▶ Exercise objective
The entries below hold a line with "is the baseline" and a line with "in the input". Return those lines and all that lie between them, exactly and only.

▶ Provided data
PR #496, opened 2024-09-04
Support for resuming decoding after `UnexpectedEof`.

anforowicz:
This commit supports resuming decoding after `UnexpectedEof` in two ways:

1. Support for detecting an unexpected EOF using the public API of `DecodingError`.  Before this commit `UnexpectedEof`, `UnexpectedEndOfChunk`, and `NoMoreImageData` errors were represented as a crate-internal `FormatErrorInner` type.  After this commit, these errors have a representation that can be detected using the public API: `DecodingError::IoError(std::io::ErrorKind::UnexpectedEof.into())`.

2. Support for resuming decoding after an unexpected EOF.  Before this commit `fn next_interlaced_row` would unconditionally call `next_pass` - advancing to the next row.  After this commit this will only happen if the previous row has been successfully decoded.

### DIFF
--- a/fuzz/fuzz_targets/buf_independent.rs
+++ b/fuzz/fuzz_targets/buf_independent.rs
@@ -3,37 +3,24 @@
 use libfuzzer_sys::fuzz_target;
 
 use std::mem::discriminant;
-use std::io::{BufRead, Read, Result};
+use std::io::{Read, Result};
 
 /// A reader that reads at most `n` bytes.
-struct SmalBuf<R: BufRead> {
+struct SmalBuf<R: Read> {
     inner: R,
     cap: usize,
 }
 
-impl<R: BufRead> SmalBuf<R> {
+impl<R: Read> SmalBuf<R> {
     fn new(inner: R, cap: usize) -> Self {
         SmalBuf { inner, cap }
     }
 }
 
-impl<R: BufRead> Read for SmalBuf<R> {
+impl<R: Read> Read for SmalBuf<R> {
     fn read(&mut self, buf: &mut [u8]) -> Result<usize> {
         let len = buf.len().min(self.cap);
         self.inner.read(&mut buf[..len])
-    }
-}
-
-impl<R: BufRead> BufRead for SmalBuf<R> {
-    fn fill_buf(&mut self) -> Result<&[u8]> {
-        let buf = self.inner.fill_buf()?;
-        let len = buf.len().min(self.cap);
-        Ok(&buf[..len])
-    }
-
-    fn consume(&mut self, amt: usize) {
-        assert!(amt <= self.cap);
-        self.inner.consume(amt)
     }
 }
 
@@ -48,7 +35,7 @@ fuzz_target!(|data: &[u8]| {
 });
 
 #[inline(always)]
-fn png_compare<R: BufRead, S: BufRead>(reference: png::Decoder<R>, smal: png::Decoder<S>)
+fn png_compare<R: Read, S: Read>(reference: png::Decoder<R>, smal: png::Decoder<S>)
     -> std::result::Result<(), ()>
 {
     let mut smal = Some(smal);
--- a/fuzz/fuzz_targets/buf_independent.rs
+++ b/fuzz/fuzz_targets/buf_independent.rs
@@ -2,7 +2,6 @@
 
 use libfuzzer_sys::fuzz_target;
 
-use std::mem::discriminant;
 use std::io::{Read, Result};
 
 /// A reader that reads at most `n` bytes.
@@ -59,8 +58,13 @@ fn png_compare<R: Read, S: Read>(reference: png::Decoder<R>, smal: png::Decoder<
         match (rref, rsmal) {
             (Ok(info), Ok(sinfo)) if ref_data == smal_data => assert_eq!(info, sinfo),
             (Ok(_), Ok(_)) => panic!("Deviating data decoded"),
-            (Err(er), Err(es)) if discriminant(&er) == discriminant(&es) => break Ok(()),
-            (Err(ferr), Err(serr)) => panic!("Deviating errors {:?} vs {:?}", ferr, serr),
+            // All errors are treated as equivalent - it is okay to get different errors depending
+            // on how the input is chunked.  One example is deflating [88, 9, 99, 30, 5, 99] in one
+            // chunk will fill up `ZlibStream.out_buffer` and hold onto the final byte in
+            // `fdeflate`'s state.  But when deflating byte-by-byte, `out_buffer` will be resized
+            // before handling the final byte, leading to `InvalidLiteralLengthCode` being returned
+            // by `fdeflate`.
+            (Err(_), Err(_)) => break Ok(()),
             (Ok(_), Err(err)) => panic!("Small buffer failed {:?}", err),
             (Err(err), Ok(_)) => panic!("Unexpected success: {:?}", err),
         }
--- a/fuzz/fuzz_targets/buf_independent.rs
+++ b/fuzz/fuzz_targets/buf_independent.rs
@@ -1,8 +1,32 @@
+//! This fuzzer tests that decoding results are the same regardless of the
+//! details of how the `Read` trait exposes the underlying input via
+//! the `fn read(&mut self, buf: &mut [u8]) -> std::io::Result<usize>`
+//! method:
+//!
+//! * Whole slice - `impl Read for &[u8]`:
+//!     - The whole slice is available for reading (if it fits into `buf`)
+//!     - No IO errors are expected
+//!     - Motivation: This is the baseline
+//! * Byte-by-byte - `SmalBuf<R>`:
+//!     - At most 1 byte can be read in a single call to `read`
+//!     - Motivation: Testing that decoding works regardless of how the input is split
+//!       into multiple `read` calls.  (The test checks every possible `read` boundary in the input
+//!       buffer, even though in practice file or network buffers would split the input into only a
+//!       handful of chunks.)
+//! * TODO: Intermittent EOFs:
+//!     - Intermittently `read` report 0 available bytes.
+//!     - Still no IO errors at the `Read` trait level
+//!     - Motivation: Testing support for decoding a streaming or partial input
+//!       (i.e. scenarios where initially only the first few interlaced passes
+//!       can be decoded, and where decoding is resumed after getting more complete
+//!       input).
+
 #![no_main]
 
 use libfuzzer_sys::fuzz_target;
 
-use std::io::{Read, Result};
+use std::fmt::Debug;
+use std::io::Read;
 
 /// A reader that reads at most `n` bytes.
 struct SmalBuf<R: Read> {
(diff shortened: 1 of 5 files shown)


anforowicz:
This PR is still work-in-progress:
* I need to investigate and address CI failures (error mismatch when fuzzing + cargo crate resolution failure in Rust 1.57.0)
* This hasn't yet been fully polished / self-reviewed

Let me nevertheless share some early notes and thoughts...

(Please shout if you'd prefer me to resolve issues in such an "uncooked" PRs internally, without necessarily bothering you.  It's a bit of a balancing act to be transparent, but also respecting and avoiding wasting your time and energy.)

---------------------

To represent an unexpected-eof condition I decided to use `DecodingError::IoError(std::io::ErrorKind::UnexpectedEof.into()`.  I've considered the following alternatives:

* Adding `DecodingError::UnexpectedEof` variant.  This seems undesirable because AFAIU this would be [considered](https://rust-lang.github.io/rfcs/1105-api-evolution.html#major-change-adding-new-variants) a breaking change.
* Somehow exposing `FormatErrorInner::UnexpectedEof` (and `FormatErrorInner::UnexpectedEndOfChunk` and `FormatErrorInner::MissingImageData`) through the public API.  One idea would be a new `FormatError::is_unexpected_eof(&self) -> bool` method.  This API seems less elegant that reusing `IoError` variant.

▶ Answer section
+//!     - Motivation: This is the baseline
+//! * Byte-by-byte - `SmalBuf<R>`:
+//!     - At most 1 byte can be read in a single call to `read`
+//!     - Motivation: Testing that decoding works regardless of how the input is split
+//!       into multiple `read` calls.  (The test checks every possible `read` boundary in the input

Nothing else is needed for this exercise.